Impact: Between 06:20 UTC Dec 25 and 1:06 UTC Dec 26, there were six timeframes during which the Presence service was degraded. The incident was experienced as (a) Accuracy of Presence counts, (b) an increase in 50x errors, and/or (c) increased latencies in Presence API calls returning. The specific timeframes are represented in the graph below:

The duration of the timeframes ranged from ~15 minutes to ~3:30 hours.

Resolution: There were various attempts at resolution, each providing temporary restoration of the service. These involved switching the service to an alternative “hot” data layer while the primary data layer could be restored. As indicated on the chart above, the switches between the data layers is evidenced by the immediate restoration of service. Unfortunately, the redundant data layers would each begin exhibiting the same issues, requiring a constant switching of data layers, and restoration of the affected data layer. The final resolution involved identifying the module causing the time outs, and tuning that module across all redundant Presence data layers.

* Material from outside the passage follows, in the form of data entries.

PR #1456, opened 2022-03-24
Fixes #1454. Now MAPL_Shmem memory is deallocated properly

### LINKED ISSUE #1454: GenericCplComp.F90 doest not deallocate tilemask properly
@sdrabenh reported a crash when outputting monthly averages from 'tile' collection.

29593  NOT using buffer I/O for file: geosgcm_landice_checkpoint
29594 forrtl: severe (173): A pointer passed to DEALLOCATE points to an object that cannot be deallocated
29595 Image              PC                Routine            Line        Source·············
29596 GEOSgcm.x          00000000034090D1  Unknown               Unknown  Unknown
29597 libMAPL.generic.s  00002AAAB633A755  mapl_genericcplco        1535  GenericCplComp.F90
29598 libesmf.so         00002AAABB6969E4  _ZN5ESMCI6FTable1     Unknown  Unknown

The problem is the tilemask is allocated conditionally using MAPL_Shmem or on the heap, but not deallocated accordingly

atrayano:
## Types of changes

## Checklist:

### DIFF
--- a/generic/GenericCplComp.F90
+++ b/generic/GenericCplComp.F90
@@ -1,5 +1,14 @@
-#define DEALOC_(A) if(associated(A))then;if(MAPL_ShmInitialized)then;call MAPL_SyncSharedMemory(rc=STATUS);call MAPL_DeAllocNodeArray(A,rc=STATUS);else;deallocate(A,stat=STATUS);endif;_VERIFY(STATUS);NULLIFY(A);endif
-
+#define _DEALLOC(A) \
+    if(associated(A))then; \
+          if(MAPL_ShmInitialized)then; \
+              call MAPL_SyncSharedMemory(rc=STATUS); \
+              call MAPL_DeAllocNodeArray(A,rc=STATUS); \
+           else; \
+              deallocate(A,stat=STATUS); \
+           endif; \
+       _VERIFY(STATUS); \
+       NULLIFY(A); \
+    endif
 #include "MAPL_Generic.h"
 #include "unused_dummy.H"
 
@@ -1340,7 +1349,7 @@ contains
           case default
              _ASSERT(.false., "Unsupported rank")
           end select
-          DEALOC_(mask)
+          _DEALLOC(mask)
        end do
 
        if (am_i_root) call Free_File(unit = UNIT, rc=STATUS)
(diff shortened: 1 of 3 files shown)


generic/GenericCplComp.F90
```diff
@@ -1,3 +1,4 @@
+#define DEALOC_(A) if(associated(A))then;if(MAPL_ShmInitialized)then;call MAPL_SyncSharedMemory(rc=STATUS);call MAPL_DeAllocNodeArray(A,rc=STATUS);else;deallocate(A,stat=STATUS);endif;_VERIFY(STATUS);NULLIFY(A);endif
```
tclune, line 1: If we are going to make hideous macros, let's at least make them readable.  You'll need to check that I did not break anything in the edits though.
```suggestion
#define DEALOC_(A) \
    if(associated(A))then \
          if(MAPL_ShmInitialized)then \
              call MAPL_SyncSharedMemory(rc=STATUS) \
              call MAPL_DeAllocNodeArray(A,rc=STATUS) \
           else \
              deallocate(A,stat=STATUS) \
           endif \
       _VERIFY(STATUS) \
       NULLIFY(A) \
    endif
```

generic/GenericCplComp.F90
```diff
@@ -1338,7 +1340,7 @@ subroutine ReadRestart(CC, SRC, DST, CLOCK, RC)
           case default
              _ASSERT(.false., "Unsupported rank")
           end select
-          if(associated(mask)) deallocate(mask)
+          DEALOC_(mask)
```
tclune, line 1343: I also suggest renaming the macro to have a leading underscore `_DEALOC` unless that is too different than existing practice.

generic/GenericCplComp.F90
atrayano: This is much cleaner! I wish we have done very similar macros the same way.

tclune: I only recently became aware that this was portable.

atrayano: The intel compiler did not like the new style. Let me try with ; at the end of each line

tclune: Sorry about that.

atrayano: ";" works. I am adopting the new style, and about to run a quick test, and push the changes

generic/GenericCplComp.F90
atrayano: _DEALLOC works

tclune (dismissed):

mathomp4:
Let me do a sanity check before I issue the release. For now, I'm going to hijack this PR to prepare for a release. @tclune might need to re-approve.

mathomp4 (approved):
Looks good!

PR #1466, opened 2022-04-01
Enable GCM run in CI

mathomp4:
I am using this PR to test running the GCM with a MAPL PR. I'm wanting to know the costs, etc for this. 

Change 1: Need to use the `compiler-bcs` executor for GCM runs. Also, I don't need *all* the `install` directories, just `bin`, `etc` and `lib` → orb v1.2.0

---

Okay. Finally got it to work. In run-credit terms this goes from 1779 → 2134. Now, on top of that are the storage costs. It looks like an Intel run has 678 MiB of storage and a GNU run has 354 MiB. So a total of 1 GiB

---

Next up, I've set the workplace retention setting in CircleCI to be 1 day instead of 15. Not sure this matters. Still, before I re-triggered the CI, we had 3.7 GB "storage-months" of workspace.

### DIFF
--- a/.circleci/config.yml
+++ b/.circleci/config.yml
@@ -79,7 +79,7 @@ workflows:
           develop_repos: "cmake GEOSana_GridComp" # GEOSadas needs some extra branches to work with mainline MAPL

Mitigation Steps and Recommended Future Preventative Measures:

The existence of multiple, synchronized data layers was able to provide some redundancy and temporary resolution, however only a tuning of the entire system together was able to completely relieve the backpressure. The main reason for the long time to fully restore was a lack of telemetry from the data layer, preventing a better understanding of root cause and direct location of the back pressure. Three preventative measures were put in place:

Working with our data layer provider, we were provided better telemetry of poorly performing modules.
We added more internal telemetry so future similar incidents can be more easily alerted/detected.
We created an updated playbook for how to detect and address any similar issues.

Posted Jan 08, 2020 - 03:22 UTC

Resolved

This incident has been resolved.

Posted Dec 25, 2019 - 11:53 UTC

Monitoring

Any customer previously experiencing the errors with Presence should no longer be impacted. We are actively monitoring.

Posted Dec 25, 2019 - 10:21 UTC

Update

We have been able to route around the problem and the error rates have dropped but we are still working on fixing the underlying problem and will keep this incident open until we do so

Posted Dec 25, 2019 - 08:51 UTC

Update

We are continuing to work on a fix for this issue.

Posted Dec 25, 2019 - 08:25 UTC

Identified

From 10:20 PM - 11:00 PM PM PST, some customers may have experienced an elevated error rate for presence calls in all regions. Similar errors were seen started at 11:40 PM PST and appear to be over.

Posted Dec 25, 2019 - 08:15 UTC

This incident affected: Points of Presence (North America Points of Presence, European Points of Presence, Asia Pacific Points of Presence, Southern Asia Points of Presence) and Realtime Network (Presence Service).